Here we split the data into the two categories, and show the percentage shares as bars. The percent scores are on the x-axis. Instead of using color to distinguish the debt categories, we put their values on the y-axis instead. This means we can compare within a category just by looking down the bars. For instance, the left-hand panel shows that almost a fifth of the 44 million people with student debt owe less than five thousand dollars. Comparisons across categories are now easier as well, as we can simply scan across a row to see, for instance, that while just one percent or so of borrowers have more than $200,000 in debt, that category accounts for more than 10 percent of all debts.

We could also have made this bar chart by putting the percentages on the y-axis and the categories of amount owed on the x-axis. When the categorical axis labels are long, though, I generally find it’s easier to read them on the y-axis. Finally, while it looks nice and helps a little to have the two categories of debt distinguished by color, the yellow and blue colors aren’t encoding or mapping any information in the data that isn’t already taken care of by the faceting. This graph could just as easily be in black and white, and it would not lose any informational content if it were.

One thing that is not emphasized in a faceted chart like this is the idea that each of the debt categories is a share or percentage of a total amount. That is what a pie chart emphasizes more than anything, but as we saw there’s a perceptual price to pay for that, especially when the categories are ordered. But maybe we can hang on to the emphasis on shares by using a different kind of barplot. Instead of having separate bars distinguished by heights, we can array the percentages for each distribution proportionally within a single bar. Here’s one way to do that.

Stacked (but side-oriented) barplot of student debts by percent of all borrowers and percent of all debt.

Stacked (but side-oriented) barplot of student debts by percent of all borrowers and percent of all debt.

In this version we can more easily see how the categories of dollar amounts owed break down as a percentage of all balances, and as a percent of all borrowers. We can also eyeball comparisons between the two types, especially at the far end of each scale. It’s easy to see how a tiny percentage of borrowers account for a disproportionately large share of total debt, for example. But estimating the size of each individual segment is not as easy here as it is in the faceted plot, however. This is because it’s harder to estimate sizes when we don’t have an anchor point or baseline scale to compare each piece to. (In the faceted plot, that comparison point was the x-axis.) So the size of the “Under 5” segment in the bottom bar is much easier to estimate than the size of the “$10-25” bar, for instance.

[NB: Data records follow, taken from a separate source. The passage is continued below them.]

PR #6516, opened 2024-07-01
fix(ldp): clarify data gathering tools upgrade

pdepaepe:
Hello,

This will update the Logs Data Platform RACI, to explain how we update the data gathering tools:

- minors and patch are handled by LDP team
- majors are in the hand of the customer as they are a risk of incompatibility that only the customer can manage.

As always, thank you for your time on this.


OVH-Team-Guides:
Thank you for your contribution @pdepaepe

PR #72, opened 2016-04-07
Fix documentation formatting in PayloadItem.java and ItemsExtension.java

linux4life798:
These commits fix some of the very broken documentation formatting in the pubsub extension directory.

I made the formatting of ItemsExtension.java similar to that of Item.java.


Flowdalic:
Thanks for you contribution. Could you squash the three commits into one?

linux4life798:
Yep, sure. Didn't know how verbose to be.

Flowdalic:
You don't need to close a PR in order to do so. You could have simply
forcefully pushed to the source branch.

linux4life798:
My apologies. Thanks for the tip!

Note also that, compared to the pie chart, our color scheme for the bars recognizes that the debt categories are ordered from a low value to a high value. The colors run in a discrete low-to-high sequence from yellow to dark purple. The palette is from the viridis package, which does a very good job of combining perceptually uniform colors with easy-to-see, easily-contrasted hues along its gradient. Some balanced palettes can be a little washed out at their lower end, especially, but the viridis palettes avoid this.